Was hoping for a little laugh not to get flamed.


----------



## Todd (Jul 3, 2006)

BowerR64 said:


> Was hoping for a little laugh not to get flamed.


FWIW, it gave me a chuckle.


----------



## Steve M1911A1 (Feb 6, 2008)

BowerR64 said:


> Dude its just a joke good greif.
> 
> Im in a wheelchair paralized from the waist down (nothing works) i havnt been lucky since 1989.
> 
> ...


I believe that *berettabone* was joining you in that laugh, not flaming you.

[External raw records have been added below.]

Issue #11278, opened 2025-03-04
Fix fractional vote weight rendering based on token decimals


rbennettcw:
## Describe the bug
For tokens with num decimals different than 18, rendering is incorrect.

## Reproduction steps
Vote on a USDC thread, rendering of vote count is wrong.

## Actual behavior
Shows as smaller vote weight (perhaps zero).

## Expected behavior
Should show as correct vote weight based on multiplier.

PR #11279, opened 2025-03-04
Fix vote weight rendering for tokens of different num decimals

rbennettcw:
## Link to Issue
Closes: #11278

## Description of Changes
- Fixes issue where unweighted threads show votes as zero
- Fixes rendering of weighted votes by taking into consideration the number of decimals of the ERC20 token

## Test Plan
- Create USDC weighted topic, vote on a thread– verify that vote weight renders correctly

## Deployment Plan
N/A

## Other Considerations
- The migration assumes that any token other than USDC/MOCHI/SKI has 18 decimals. New contests are guaranteed to have the correct num decimals.

### DIFF
--- a/packages/commonwealth/server/migrations/20250304182014-add-topic-decimals.js
+++ b/packages/commonwealth/server/migrations/20250304182014-add-topic-decimals.js
@@ -1,0 +1,24 @@
+'use strict';
+
+/** @type {import('sequelize-cli').Migration} */
+module.exports = {
+  up: async (queryInterface, Sequelize) => {
+    await queryInterface.addColumn('Topics', 'token_decimals', {
+      type: Sequelize.INTEGER,
+      allowNull: true,
+    });
+
+    await queryInterface.sequelize.query(`
+      UPDATE "Topics"
+      SET "token_decimals" = CASE
+        WHEN token_symbol = 'USDC' THEN 6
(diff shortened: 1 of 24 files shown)


masvelio (approved):
Tested flows:
- Unweighted
- ERC20 USDC 
- ERC20 token w/ 18 decimals
- ETH native

packages/commonwealth/server/migrations/20250304182014-add-topic-decimals.js
```diff
@@ -0,0 +1,26 @@
...
+module.exports = {
+  up: async (queryInterface, Sequelize) => {
+    await queryInterface.addColumn('Topics', 'token_decimals', {
+      type: Sequelize.INTEGER,
+      allowNull: true,
+    });
+
+    await queryInterface.sequelize.query(`
+      UPDATE "Topics"
+      SET "token_decimals" = CASE
```
mzparacha, line 13: should we do these for other tokens as well? i found these in my prod copy 
image

mzparacha (approved):

packages/commonwealth/server/migrations/20250304182014-add-topic-decimals.js
rbennettcw: 18 decimals is used by default if not specified in DB. I checked and the rest of the tokens use 18 decimals.

Issue #11119, opened 2025-02-24
Notify referrer when referral makes a transaction


Rotorsoft:
When referral makes a transaction, notify referrer on a weekly basis with message showing funds
- Once a week: the user is notified if their referral has yielded a fee split and it has accrued value
  - @sachben91 to confirm reusing the existing weekly recap workflow
- Push notification from mobile app (web 3)

TBD: Events and knock workflow

Rotorsoft:
@sachben91  can you provide more details about what needs to be included in the notification payload?

sachben91:
**Last week you earned {amount earned from referral transactions in the last 7 days in USDC) from referrals. CTA: View Transactions (goes to transactions in user profile)**

This should be the message that goes in the legacy email. So payload would have amount earned across the last 7 days from referral community creation and transactions  @Rotorsoft

sachben91:
added it in here as well: https://docs.google.com/spreadsheets/d/1bzNwLpi2SopuvxhxJ7GHsSbL3XRT4FJKih-b5tQ_T-c/edit?gid=268139438#gid=268139438

PR #11297, opened 2025-03-05
Adds weekly fees query for notifications

Rotorsoft:
## Link to Issue
Closes: #11119

## Description of Changes
- 

## Test Plan
  - TODO page
  - 

## Deployment Plan

1. 

## Other Considerations

-

### DIFF
--- a/libs/core/src/integration/email.schemas.ts
+++ b/libs/core/src/integration/email.schemas.ts
@@ -115,3 +115,20 @@ export const GetDigestEmailData = {
     unsubscribe_link: z.string(),
   }),
 };
+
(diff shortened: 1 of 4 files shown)


timolegros (approved):
Is this queried from the same workflows the use the existing routes? Not a huge deal but more scalable if we can return more data within a single fetch rather than having multiple fetch per workflow.

Rotorsoft:
> Is this queried from the same workflows the use the existing routes? Not a huge deal but more scalable if we can return more data within a single fetch rather than having multiple fetch per workflow.

I think we are planning a new knock workflow for this use case.

rbennettcw (approved):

Maybe you have a small chip on that shoulder. What do you think?


----------



## BowerR64 (Oct 2, 2012)

Oh i guess i didnt read it that way specially the "is the smell for a woman or a man"

maybe i do have a chip?

sorry


----------



## kg333 (May 19, 2008)

I'll put in my vote for Hoppes, with a hint of motor oil. XD

KG


----------



## berettabone (Jan 23, 2012)

Didn't mean anything by it....only takes a flip, to remove a chip......


BowerR64 said:


> Oh i guess i didnt read it that way specially the "is the smell for a woman or a man"
> 
> maybe i do have a chip?
> 
> sorry


----------



## prevost (Aug 29, 2012)

well that night is long gone, How did it work for you,, Just Kiddin


----------